=== Record extracts ===
PR #2174, opened 2019-04-09
feat(OverflowMenu): add menuOptionsClass to overflowMenu

ashharrison90:
Added a new property, `menuOptionsClass`, to `overflowMenu`. This allows a class to be specified on the `overflowMenu` options. This is particularly useful when `floatingMenu` is set, as the menu is appended to the body and has no obvious selector.

#### Changelog

**Changed**

- Changed `overflowMenu` to accept a new property `menuOptionsClass` and pass it down to the menu body.

### DIFF
--- a/src/components/OverflowMenu/OverflowMenu.js
+++ b/src/components/OverflowMenu/OverflowMenu.js
@@ -297,6 +297,11 @@ class OverflowMenu extends Component {
     onClose: PropTypes.func,
 
     /**
+     * The class to apply to the menu options
+     */
+    menuOptionsClass: PropTypes.string,
+
+    /**
      * Function called when menu is closed
      */
     onOpen: PropTypes.func,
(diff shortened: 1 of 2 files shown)


src/components/OverflowMenu/OverflowMenu.js
```diff
@@ -613,6 +618,7 @@ class OverflowMenu extends Component {
     );
 
     const overflowMenuOptionsClasses = classNames(
+      this.props.menuOptionsClass,
```
asudoh: Unless you put `menuOptionClass` to [the code destructing `props`](https://github.com/IBM/carbon-components-react/blob/v7.0.0/src/components/OverflowMenu/OverflowMenu.js#L562-L581), the props goes to [the trigger `<div>`](https://github.com/IBM/carbon-components-react/blob/v7.0.0/src/components/OverflowMenu/OverflowMenu.js#L696), too, which we don't want - That said, could you use the variable destructed from `prop` here instead? Thanks!

ashharrison90: good spot! have made the suggested changes 👍

Issue #2185, opened 2019-04-10
Update codepen example to v10


vpicone:
Allows for folks to more easily demonstrate v10 issues in codepen.

PR #2186, opened 2019-04-10
docs: update codepen example

vpicone:
Closes IBM/carbon-components-react#2185


asudoh:
Thank you for doing this @vpicone!

PR #2196, opened 2019-04-11
fix(tabs): dropdown label matches updated tabs

### LINKED ISSUE #2204: Tabs dropdown label references cached tab label
## Detailed description

Currently, updating props.children and props.selected at the same time uses prevProps.children's label in the dropdown. This occurs because getTabAt checks the refs cached in the class, which are not updated until ref is called (after selectedLabel is populated).

1. Update `selected` while also updating the component's `children`

https://codesandbox.io/s/jl71ql90l3

## Additional Information

I've opened #2196 with a simple fix.

Jinhei:
This PR fixes #2204 where the wrong selected dropdown label is shown when `props.children` and `props.selected` are both updated. 

Currently, updating `props.children` and `props.selected` at the same time uses `prevProps.children`'s label in the dropdown. This occurs because `getTabAt` checks the refs cached in the class, which are not updated until `ref` is called (after `selectedLabel` is populated).

### DIFF
--- a/src/components/Tabs/Tabs.js
+++ b/src/components/Tabs/Tabs.js
@@ -251,7 +251,7 @@ export default class Tabs extends React.Component {
       }),
     };
 
-    const selectedTab = this.getTabAt(this.state.selected);
+    const selectedTab = tabsWithProps[this.state.selected];
     const selectedLabel = selectedTab ? selectedTab.props.label : '';
 
     return (


asudoh:
Hi @Jinhei could you create an issue with a reduced case based on https://codesandbox.io/s/github/IBM/carbon-components-react/tree/master/examples/codesandbox? We encourage contributors to enter issues accompanied with PRs except for small/internal chores. Thanks!

Jinhei:
@asudoh See #2204

asudoh:
Superseded by #2224 - Sorry for this, I found `tabsWithProps` won't be the best fit.

PR #2199, opened 2019-04-11
chore(ci): re-enable storybook, remove experimental

joshblack:
Re-enable CI deployment for React storybook. This should be merged in after a v6 route is setup.

TODO

- [x] v6 route for React is setup and published with v6 codebase


joshblack:
v6 published using the v6 branch at: http://v6-react.carbondesignsystem.com

PR #2200, opened 2019-04-11
fix(DataTableSkeleton): use new classnames

### LINKED ISSUE #2198: [DataTableSkeleton]: Skeleton still using carbon components v9 classnames

vpicone:
closes #2198


vpicone:
@jendowns As we start removing feature flags, more and more v9 stuff will break. Unfortunately we can't support using versions of carbon-components v9 with carbon-react v7 going forward.

PR #2208, opened 2019-04-12
refactor: update SideNav state management

vpicone:
Related to #2207 

This purpose of this refactor is to 
1. Allow for a `controlled` mode by using the `expanded` prop
2. Allow for a defaultExpanded state to be used without impacting future renders

#### Changelog

**New**

- `controlled`: this ref is set on the first render and does not change on subsequent renders (even as props change). It is enabled by setting the expanded prop.
- `forwardRef`: this allows the user to handle their own focus events should they activate the controlled mode
- `defaultExpanded`: This prop is now used to handle the initial render and only the initial render.

**Changed**

- `isExpanded` → `expanded`: I like `expanded` better but we should probably align on this.

**Removed**
- `getDerivedStateFromProps`
- `setState` from props


vpicone:
The tests I removed are good examples of testing implementation rather than behavior.

The behavior of this component is to change it's appearance based on props.

Our implementation was to set the props to state then use the state to apply classNames which, in turn, get applied to the component and impact it's appearance.

Rather than testing that the state was set (implementation), a better test might check if the classNames were applied. An even _BETTER_ test might ensure that those classNames changed the appearance of our component in the way we expect.

joshblack:
Looking at this quickly, any reason for going from `isExpanded` -> `expanded` as the prop name?

vpicone:
@joshblack I did that for parity with the `defaultExpanded` prop. To keep things aligned, the props would have been `isExpanded` and `defaultIsExpanded`. I could be crazy but `defaultIsExpanded` reads like a statement rather than a boolean to me and feels clunkier. We could leave `Is` out of the default prop(`isExpanded` and `defaultExpanded`) but I think that we should try and keep the prop names as intuitive as possible.

I think the most important think is that we align on a naming convention. If the `is` prefix is the chosen solution I can definitely swap it up.

vpicone:
@joshblack @emyarod

I discussed this morning in person with @asudoh the possibility of just exposing a single `onChange` prop for these components. In that way, we could expose future state changes without increasing the number of props.

```jsx
  // This could become reducer if more state changes were added
  const onChange = ([event, value]) => {
    if (!controlled) {
      setExpandedState(value);
    }
    if (onToggle) {
      onToggle(event, {expanded: value});
    }
  };
```

The exposed API would still just be onChange, however they could be supplied with new events describing the new state.

asudoh:
LGTM 👍 - Let me see how @emyarod responds and will sign-off once it happens - Thanks a lot @vpicone for gathering ideas here and making the updates!

src/components/UIShell/SideNav.js
```diff
@@ -5,131 +5,120 @@
...
+    expanded: expandedProp,
+    defaultExpanded,
+    'aria-label': ariaLabel,
+    'aria-labelledby': ariaLabelledBy,
+    children,
+    onToggle,
+    className: customClassName,
+    translateById: t,
+  } = props;
+  const { current: controlled } = useRef(expandedProp != null);
```
emyarod: should we use strict inequality check here?

vpicone: That's a good question, I assume you mean `!== undefined`? I think you're right since our stance is "using this prop means you control the component."

emyarod: I initially just meant the `!==` operator but yeah I guess it does make sense to look for `undefined`

vpicone: Yeah, I think !== null would miss the main case we want to identify (they don't provide any prop)

PR #2211, opened 2019-04-12
chore(project): update babel deps, remove unused plugins

joshblack:
Updates babel config, removes un-used plugins and updates current ones to latest.

#### Changelog

**New**

**Changed**

- `package.json` babel config and dependencies

**Removed**


vpicone:
How do you feel about just moving the babel config to a `.babelrc` in the root directory? That we we don't have to parse the package.json, and I think it might have the added benefit of making it more legible.

joshblack:
@vpicone in general we've tried to keep as few dotfiles as needed in preference of `package.json`. The reason being that we would have to support multiple dotfiles if we went down that route, or we would have to decide what is/is not suitable for a dotfile in which case it's unclear where you would look for configuration for something. In other words, we would have a situation where we might have:

```
/carbon-components-react/
  .babelrc
  .eslintrc
  .config-a-rc
  .config-b-rc
```

Which would mean too many files at the root level, which can be seen as undesirable. If we moved a couple of the config to `package.json` to alleviate this, for example:

```json5
// package.json
{
  "eslintConfig": {
    // ...
  },
  "config-a": {
    // ...
  },
}
```

And left root as:

```
/carbon-components-react/
  .babelrc
  .config-b-rc
```

Then we lose the ability to quickly understand what config we have for what projects.

As a result, we tended to drift towards `package.json` as the source of config truth given it's ability to colocate this information and be `require`'d by other modules, when needed, to use the configuration.

Unfortunately, with a root-level `.babelrc` we would also need to do a parsing step to normalize for storybook anyways since `./scripts/env` doesn't resolve correctly when used as its config 😞

.storybook/.babelrc.js
```diff
@@ -0,0 +1,23 @@
+'use strict';
+
+const path = require('path');
+const packageJson = require('../package.json');
+
+const root = path.resolve(__dirname, '../');
+const babelConfig = Object.keys(packageJson.babel).reduce((acc, key) => {
+  const options = packageJson.babel[key].map(option => {
```
emyarod: we're assuming that `option` is always a string right? do we need to account for plugins like https://github.com/IBM/carbon-components-react/blob/master/package.json#L250-L255?

asudoh:
@vpicone Ping - Any further thoughts? Thanks!

vpicone:
I can definitely see Josh’s point, however I think this intermediary parsing might cause the same sort of confusion. Someone new to the project might see this and think we’re selectively modifying the config. Having two separate Babel configs might not be the worst thing in the world given the difference between the js storybook requires and the bundle we intend on exporting.

vpicone:
As far as the scripts/env I could be missing something but feel like we could configure webpack so that abstraction might not be necessary.

joshblack:
@vpicone would the associated comments help to eliminate any confusion? Left a comment detailing why it was doing what it was doing in order to get storybook to work as intended 👍

joshblack:
RE: the env script, most likely we could but we should pull that out into a separate PR instead of lumping it into this one 👍

vpicone:
Sounds good to me!

Issue #419, opened 2023-08-25
Create maps for TOPA report


eburton9:
1) Co-op map & table (Table 11 without condos) d_le_coop=Yes 2) Affordability added or preserved d_affordable=1. Note that this will change once we add the HPTF data. 3) tenant assoccations assign rights or become LEC, d_ta_assign_rights=1 or d_le_coop=1.

PR #424, opened 2023-08-25
adding two tables to correspond to maps

eburton9:
related to issue #419 @ptatian Added the two tables (28/29) that Martha wanted.


eburton9:
@ptatian I removed the u_notice_date =. 
So now the notice dates that Farah wanted taken out will show up in the TOPA_table_data spreadsheet that she's been using to check and in the desc tables. Should we communicate the reasoning to her? Unless I'm not following what you wanted to do correctly.

PR #474, opened 2024-12-06
Create 3 PresCat Update Programs for new HUD data

RAGarMir:


ptatian (approved):
@RAGarMir These look good! I pushed a couple of other changes to the output that is generated by a couple of programs. You can ignore changes to the other programs and just batch submit the 3 update programs that you created. Let me know if you have any questions. Thanks!

Issue #473, opened 2024-11-26
DC Preservation Study tabulations


ptatian:
From Urban SOW: 

Task as stated in CNHED grant agreement:
_A brief statistical summary of the current stock of affordable housing in the District of Columbia
derived from the HousingInsights.org and DC Preservation Catalog._

Urban will be responsible for preparing summary tabulations from the DC Preservation Catalog (which is
the source of information for HousingInsight.org). The Catalog includes data on assisted affordable
housing in the District, including federally-subsidized housing (public housing, project-based rental
assistance, HUD-insured mortgages, and low income housing tax credit properties) and locally-
subsidized housing (housing production trust fund, preservation fund). Urban will tabulate the number
of project, total units, and assisted units according to these characteristics:

- Location (ward, ANC, neighborhood cluster)
- Subsidy type
- Age of building
- Type of owner
- Neighborhood characteristics (demographics, housing market conditions and trends

ptatian:
@RAGarMir Thanks for checking in earlier this week. I wanted to provide a bit more guidance on this task. It may be helpful to refer to the [PresCat data structure diagram](https://urbanorg.box.com/s/1edpk8o9mvih4kua7vb02p227fkyurwc) while doing this work. 

I have to correct a couple of things I said when we met. First, it is better to use PresCat.Project_category_view rather than PresCat.Project for the project-level data. PresCat.Project_category_view already links to the geography data (Project_geocode), so you don't have to do that separately. 

Second, because projects can have multiple subsidies, and each subsidy can have its own count of assisted units, this can lead to uncertainty when you have overlapping subsidies as to how many total assisted units there actually are in a project. 

To address this, I have a program that combines the subsidies and project info: **Prog\Project_assisted_units.sas**. We should use this code as the basis for our tabulations. **Please make a copy of this program, and use it as the starting point for the Preservation Study tabulations.** **(Make sure you merge all the changes from main into your branch before copying the file as I recently pushed some changes to this program.)**

This code includes three proc tabulates. The 3rd one counts up projects and assisted units by ward, which is the first part of one of the tabulations that we need. You should copy this code to create similar tables for ANC (anc2012) and neighborhood cluster (cluster2017) instead of ward. This takes care of the first two tablulations in our list. 

 - Projects and assisted units by location (ward, ANC, neighborhood cluster)
 - Projects and assisted units by subsidy type

_Projects and assisted units by age of building_

[...]

PR #480, opened 2025-01-08
Create PresStudyTabulations.sas

RAGarMir:
This is the progress I have had so far on creating the tabulations for the first 3 tables. I have the shell of the code done and I am working through the errors. Currently working on errors when merging datasets Project_AOB & Realprop.Cama_parcel_2023_05 by SSL.

### DIFF
--- a/Prog/PresStudyTabulations.sas
+++ b/Prog/PresStudyTabulations.sas
@@ -320,7 +320,7 @@ data Project_Age_Of_Building;
  	 if inProject and inCama;
    
 run;
-
+***Getting the Message that this statement is out of order***;
 proc summary data=Project_Age_Of_Building; 
   by nlihc_id;
   output out=Project_Building_Age;
--- a/Prog/PresStudyTabulations.sas
+++ b/Prog/PresStudyTabulations.sas
@@ -142,7 +142,7 @@ data Project_assisted_units;
   set Project_subsidy;
   by NLIHC_ID;
   
-  retain num_progs total_units min_asst_units max_asst_units asst_units1-asst_units&MAXPROGS
+  retain num_progs min_asst_units max_asst_units asst_units1-asst_units&MAXPROGS
          poa_start_min poa_end_min poa_end_max compl_end_min compl_end_max proj_ayb_min
          min_asst_units_pb max_asst_units_pb poa_start_min_pb poa_end_min_pb poa_end_max_pb compl_end_min_pb compl_end_max_pb 
          min_asst_units_tc max_asst_units_tc poa_start_min_tc poa_end_min_tc poa_end_max_tc compl_end_min_tc compl_end_max_tc 
@@ -152,7 +152,6 @@ data Project_assisted_units;
   
   if first.NLIHC_ID then do;
   
-    total_units = .;
     num_progs = 0;
     
     min_asst_units = .;
@@ -198,8 +197,6 @@ data Project_assisted_units;
   
   num_progs + 1;
   
-  total_units = max( total_units, Proj_Units_Tot, Units_Assist );
-
   select ( portfolio );
     when ( 'PUBHSNG' ) a_aunits{&PUBHSNG} = sum( Units_Assist, a_aunits{&PUBHSNG} );
     when ( 'PB8' ) a_aunits{&S8PROG} = sum( Units_Assist, a_aunits{&S8PROG} );
@@ -262,12 +259,12 @@ data Project_assisted_units;
   if last.NLIHC_ID then do;
   
     do i = 1 to &MAXPROGS;
-      a_aunits{i} = min( a_aunits{i}, total_units );
+      a_aunits{i} = min( a_aunits{i}, Proj_units_tot );
     end;
 
-    max_asst_units = min( sum( of asst_units1-asst_units&MAXPROGS ), total_units );
-    max_asst_units_pb = min( max_asst_units_pb, total_units );
-    max_asst_units_tc = min( max_asst_units_tc, total_units );
+    max_asst_units = min( sum( of asst_units1-asst_units&MAXPROGS ), Proj_units_tot );
+    max_asst_units_pb = min( max_asst_units_pb, max_asst_units, Proj_units_tot );
+    max_asst_units_tc = min( max_asst_units_tc, max_asst_units, Proj_units_tot );
     
     mid_asst_units = min( round( mean( min_asst_units, max_asst_units ), 1 ), max_asst_units );
     mid_asst_units_pb = min( round( mean( min_asst_units_pb, max_asst_units_pb ), 1 ), max_asst_units_pb );
@@ -314,7 +311,7 @@ data Project_assisted_units;
   
   end;
   
-  format poa_start_min poa_end_min poa_end_max compl_end_min compl_end_max mmddyy10.;
+  format poa_start_min: poa_end_min: poa_end_max: compl_end_min: compl_end_max: mmddyy10.;
   
   drop i portfolio Units_Assist poa_start poa_end compl_end proj_ayb _freq_ _type_;
 
@@ -332,6 +329,8 @@ options missing='0';
 options nodate nonumber;
 
 %fdate()
+
+ods listing close;
 
 ods rtf file="&_dcdata_default_path\PresCat\Prog\PresStudyTabulations.rtf" style=Styles.Rtf_arial_9pt;
 
@@ -421,9 +420,9 @@ data Project_AOB;
     Project_assisted_units
 		(in=inProject)
     Prescat.Parcel
-		(in=inParcel);
+		(in=inParcel keep=nlihc_id ssl);
   by NLIHC_ID;
-  	if inProject and inParcel;
+  	if inProject;
    
 run;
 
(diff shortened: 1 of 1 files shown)


Prog/PresStudyTabulations.sas
```diff
@@ -0,0 +1,369 @@
...
+  merge
+   Project_AOB
+   	(in=inProject)
+   Realprop.Cama_parcel_2023_05
+   	(in=inCama);
+
+  by SSL;
+ 	 if inProject and inCama;
+   
+run;
```
ptatian, line 318: `ERROR: BY variables are not properly sorted on data set WORK.PROJECT_AOB.`

When doing a MERGE, all data sets must be sorted by the BY variables. Use [Proc Sort](https://documentation.sas.com/doc/en/proc/1.0/p0ha9ymifyaqldn14m2xlqw252wa.htm) to sort the Project_AOB data set by SSL before the data step that does the merge.

Prog/PresStudyTabulations.sas
```diff
@@ -0,0 +1,369 @@
...
+
+proc summary data=Project_Age_Of_Building 
+  by nlihc_id;
```
ptatian, line 321: `ERROR 22-322: Syntax error, expecting one of the following: ;, (, ...`

Missing a semicolon at the end of the Proc Summary statement.

Prog/PresStudyTabulations.sas
```diff
@@ -0,0 +1,369 @@
...
+    ;
+  table 
+    /** Rows **/
+    ( all='DC Total' AYB=' ' )
+    ,
+    /** Columns **/
+    sum='Assisted Units' * ( all='\b Total' ProgCat=' ' ) * mid_asst_units=' '
+    ;
+  format ProgCat ProgCat.;
+  format value year_built (notsorted)
```
ptatian, line 347: `ERROR 22-322: Syntax error, expecting one of the following: a name, a format name, ...`

The code to create a new user format needs to be a Proc Format (not a Format statement) which is separate from and comes before the Proc Tabulate code. Please refer back to the code I included in the issue. You then assign the year_built format you created to the AYB variable using a Format statement as part of the Proc Tabulate, such as is being done with `format ProgCat ProgCat.;`.

[You can look here](https://www.statology.org/sas-proc-format/) for other examples of using Proc Format.

ptatian (commented):
@RAGarMir Please see my comments on the errors you are getting. Let me know if you are still having challenges.

ptatian:
@RAGarMir Regarding this error.
```
399        ***Getting the Message that this statement is out of order***;
400        proc summary data=Project_Age_Of_Building;
401          by nlihc_id;
402          output out=Project_Building_Age;
403            min(AYB)=;
               ___
The SAS System

               180
ERROR 180-322: Statement is not valid or it is used out of proper order.
404        run;
```
The problem is that `min(AYB)=` is part of the output statement. Therefore, you should not have a semicolon after `Project_Building_Age`.

RAGarMir:
Hello @ptatian I removed that semicolon. I still kept getting an error at the Proc Summary statement saying the data set was not sorted properly. I changed "by nlihc_id" to "by SSL" and that seemed to get rid of the error, but, unless I was reading your instructions wrong, those said to sort by NLIHC_ID at this stage. Is there something else I may be missing here?

ptatian:
Hi @RAGarMir. Yes, sorry, I overlooked that. The input data set does need to be sorted by the BY variables. But we want to summarize by project (nlihc_id) and not by parcel, so changing to BY SSL is not what we want. 

There are two possible solutions. One is to use [Proc Sort](https://documentation.sas.com/doc/en/pgmsascdc/v_059/proc/n0sv3pcvpllvh9n1521qlriu6u4n.htm) to sort the data set Project_Age_Of_Building before the Proc Summary step. 

A second option is to change Proc Summary step as follows:
```
proc summary data=Project_Age_Of_Building nway;
  class nlihc_id;
```
Changing BY to CLASS removes the need to have the input data sorted. But CLASS by itself produces multiple summary levels. Adding the NWAY option to Proc Summary restricts to just the most basic summary. 

If the only reason we need Project_Age_Of_Building sorted is for the Proc Summary, then I would probably go with the second option.

ptatian:
Just to clarify, the rest of the Proc Summary step would be the same as before. Only the two lines I highlighted above need to be changed.

RAGarMir:
@ptatian I created and ran the code to create the table by owner type. The code tan fine without any errors, but the desired table is not part of the output, I am not sure how to debug in this situation.

ptatian:
@RAGarMir The proc tabulate needs to be placed before the ods rtf close statement. Only output from code between the first ods rtf… statement and the ods rtf close statement will be directed to the output file.

RAGarMir:
Hello @ptatian I currently have the ods rtf close statement currently comes after the proc tabulate statement but I am still not getting the output of the table in the word document.

ptatian:
Hi @RAGarMir Yes. You do have the Proc Tabulate in the right place now, but the problem is the Proc Tabulate isn't producing any output. If you look at the LOG, you will see these messages after the last Proc Tabulate.

```
NOTE: No observations were selected from data set WORK.PROJECT_ASSISTED_UNITS.
NOTE: There were 0 observations read from the data set WORK.PROJECT_ASSISTED_UNITS.
      WHERE (ProgCat not = .) and (not MISSING(parcel_owner_type));
```

Since no data were selected, no table was produced. 

So, the next step would be to go back to where PROJECT_ASSISTED_UNITS was created and see what might be going on. 

If we add parcel_owner_type to the list of freqvars= in the %File_info() macro, we get this in the output. 

```
parcel_
owner_                              Cumulative    Cumulative
type       Frequency     Percent     Frequency      Percent
------------------------------------------------------------
                541      100.00           541       100.00  
```

This tells us that all the values of parcel_owner_type are blank. Blank equates to "missing" for character variables in SAS and, therefore, the condition `not( missing( parcel_owner_type ) )` in the Proc Tabulate where statement is never true. 

So, the next step is to figure out what is going wrong with parcel_owner_type. If we look in the LOG after the Project_Owner_Summary data step, we see messages like this:

```
NOTE: Variable parcel_owner_type_111 is uninitialized.
NOTE: Variable parcel_owner_type_045 is uninitialized.
NOTE: Variable parcel_owner_type_115 is uninitialized.
etc.
```

This means that the variables parcel_owner_type_111, parcel_owner_type_045, etc. were never set to any value before they were used. We need to continue to trace back to see where the problem emerged. The step before this one was the Proc Summary, so let's look at that. 

```
***Summarizing new variables by Nlihc_id***;
proc summary data=parcel_owner_type nway; 
  class nlihc_id;
  output out=parcel_owner_type;
run;
```

As noted in the comment, the purpose of Proc Summary was to summarize the new variables, but you didn't include the new variables in the Proc Summary. You need to provide a VAR statement to do this. Also, you didn't provide any statistic keyword with the output statement, which means SAS will use SUM= as the default. But, we actually want MAX= here so that the values of the summarized variables will be equal to either 1 or missing. 

```
proc summary data=parcel_owner_type nway; 
  class nlihc_id;
  var parcel_owner_type_111 Variable parcel_owner_type_045 parcel_owner_type_115 etc.;
  output out=parcel_owner_type max=;
run;
```

Once that is fixed, the values of parcel_owner_type should be assigned properly. You should **check the data**, however, to make sure that the code is working the way we want. That is, you should look not only at the final output, but at some of the intermediate data sets so that you can be sure that things are working properly. You can find information on this in the [Examining Intermediate Results section](https://github.com/NeighborhoodInfoDC/SAS/blob/master/Guide/Debugging%20programs.mkdn#Intermediate) of the debugging guide.

ptatian:
I went through a lengthy description above so that you could see my process for tracking down errors. You need to **work your way backward** through the code to identify where the problem is occuring. Look at **intermediate results** (data sets, output) to see that everything is working as expected. Try to trace the problem back to its earliest point. That is the first part of finding a solution.

I linked to one part of it above but you should take a look again at the [SAS Debugging Guide](https://github.com/NeighborhoodInfoDC/SAS/blob/master/Guide/Debugging%20programs.mkdn). And [this tutorial](https://libguides.library.kent.edu/SAS/ViewData) explains how to view data sets either in the SAS Windows Viewtable window with Proc Print.

RAGarMir:
@ptatian I made the requested changes, additions, and fixes.

RAGarMir:
@ptatian the latest commit should have the code I added for the tables on neighborhood characteristics, earliest expiration dates, and size of development

RAGarMir:
@ptatian I consolidated projects and assisted units into one table for Sec8 and Lihtc tables

ptatian:
Hi @RAGarMir. Thank you for all your work on this. I made a few adjustments to the expiration tables, and also added code for outputting lists of expiring Sec 8 and LIHTC projects. In making these changes, I noticed that the year built/renovated tables were not using the project-level data, but a data set that had multiple records for each project. I fixed that by merging the summary AYB and EYB variables back onto the Project_assisted_units data. 

I'll approve all the changes for the review. I'd like you to finish this up, please, by merging the branch with main in the pull request, running the Sync.ps1 file in Windows Powershell to update the code on SAS1, and then doing one last batch submit of the program on SAS1. When finished, please copy the full pathname of the LOG file on SAS1 file to issue #473 and close the issue. 

Let me know if you have any questions. Thank you!

ptatian (approved):
Changes approved. Ready to be finalized.

Issue #485, opened 2025-07-09
Preservation Catalog PresCat July 2025 update


ptatian:
_Note: If you have not previously done so, [clone the PresCat repo](https://docs.github.com/en/desktop/contributing-and-collaborating-using-github-desktop/adding-and-cloning-repositories/cloning-and-forking-repositories-from-github-desktop#cloning-a-repository) to **C:\DCData\Libraries**. Pull the latest changes from main branch before proceeding._

## Create and test update programs

- [x] [Create new branch](https://docs.github.com/en/desktop/contributing-and-collaborating-using-github-desktop/making-changes-in-a-branch/managing-branches#creating-a-branch) **update-#**_n_ in GitHub

- [x] [Create and test Sec8MF update program](https://urbanorg.app.box.com/notes/45544495689)

- [x] [Create and test MFIS update program](https://urbanorg.app.box.com/notes/48593611845)

- [x] [Create and test REAC update program](https://urbanorg.app.box.com/notes/317426216726)

- [x] Review LOG and LST files for any problems.

- [x] [Request review and finalize programs](https://urbanorg.app.box.com/notes/295752223069)

- [x] After code has been reviewed and approved, merge branch, sync to `\\sas1\DCData\`.

## Final batch submits on SAS1

- [x] Batch submit `\\sas1\DCDATA\Libraries\PresCat\Prog\Updates\Update_Sec8mf_????_??.sas` (latest version created above)

- [x] Batch submit `\\sas1\DCDATA\Libraries\PresCat\Prog\Updates\Update_MFIS_????_??.sas` (latest version created above)

- [x] Batch submit `\\sas1\DCDATA\Libraries\PresCat\Prog\Updates\Update_REAC_????_??.sas` (latest version created above)

- [x] Batch submit ~~`\\sas1\DCDATA\Libraries\PresCat\Prog\Updates\Update_parcel.sas`~~ `F:\DCDATA\Libraries\PresCat\Prog\Updates\Update_parcel_remote.sas`

- [x] Batch submit ~~`\\sas1\DCData\Libraries\PresCat\Prog\Updates\Update_real_property.sas`~~ `F:\DCData\Libraries\PresCat\Prog\Updates\Update_real_property_remote.sas`

- [x] Review LOG and LST files for any problems.

[...]

PR #501, opened 2025-08-04
Preservation Catalog PresCat July 2025 update #485

RAGarMir:
@ptatian I created the update files and edited them for the remote process, this just involved changing the include system. The Reac and Sec8MF ran without errors and they created the necessary files. However the MFIS file ran with multiple errors. The program could not find various variables. I did not make any changes to Macros.

### DIFF
--- a/Macros/Update_LIHTC.sas
+++ b/Macros/Update_LIHTC.sas
@@ -17,7 +17,7 @@
 
 %macro Update_LIHTC( 
   Update_file=, 
-  Finalize=Y,
+  Finalize=N,
   Project_except=Project_except,
   Subsidy_except=Subsidy_except,
   Manual_subsidy_match=,
--- a/Macros/Update_LIHTC_finish.sas
+++ b/Macros/Update_LIHTC_finish.sas
@@ -35,6 +35,7 @@
   
   %Finalize_data_set( 
     /** Finalize data set parameters **/
+    finalize=&finalize,
     data=Subsidy,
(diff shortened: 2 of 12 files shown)


ptatian:
Thank you, @RAGarMir. Yes, the problem OK, the problem with the MFIS data is because of the property_street variable that HUD dropped from the files. 

In the **Macros\Update_MFIS_init.sas** file, there are two places where property_street is referenced. The first is

```
  %let Subsidy_missing_info_vars = 
      &Subsidy_Info_Source_ID_src Premise_id Property_name Property_street SOA_cat_sub_cat
      ;
```

Like you did in the HUD macro Macros\MFIS_read_update_file.sas, we will use %if-%then-%else logic to create different versions of this variable list. 

```
	%if %sysevalf( &filedate ) >= %sysevalf( '31jul2016'd ) %then %do;
          %let Subsidy_missing_info_vars = 
            &Subsidy_Info_Source_ID_src Premise_id Property_name SOA_cat_sub_cat
          ;
      %end;
      %else %do;
          %let Subsidy_missing_info_vars = 
            &Subsidy_Info_Source_ID_src Premise_id Property_name Property_street SOA_cat_sub_cat
          ;
      %end;
```

The first one, which applies to files from this point onward, does not have property_street, while the list for earlier files does. 

Please do the same thing for the second place where Property_street appears in the macro program. 

That should fix the error. Please let me know if you have any questions. Thank you!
===
> _Requirement_
Reproduce exactly, and with no other material, the lines between those holding "housing in the District, including" and "doing this work.", inclusive.

> _Response to the exercise_
housing in the District, including federally-subsidized housing (public housing, project-based rental
assistance, HUD-insured mortgages, and low income housing tax credit properties) and locally-
subsidized housing (housing production trust fund, preservation fund). Urban will tabulate the number
of project, total units, and assisted units according to these characteristics:

- Location (ward, ANC, neighborhood cluster)
- Subsidy type
- Age of building
- Type of owner
- Neighborhood characteristics (demographics, housing market conditions and trends

ptatian:
@RAGarMir Thanks for checking in earlier this week. I wanted to provide a bit more guidance on this task. It may be helpful to refer to the [PresCat data structure diagram](https://urbanorg.box.com/s/1edpk8o9mvih4kua7vb02p227fkyurwc) while doing this work. 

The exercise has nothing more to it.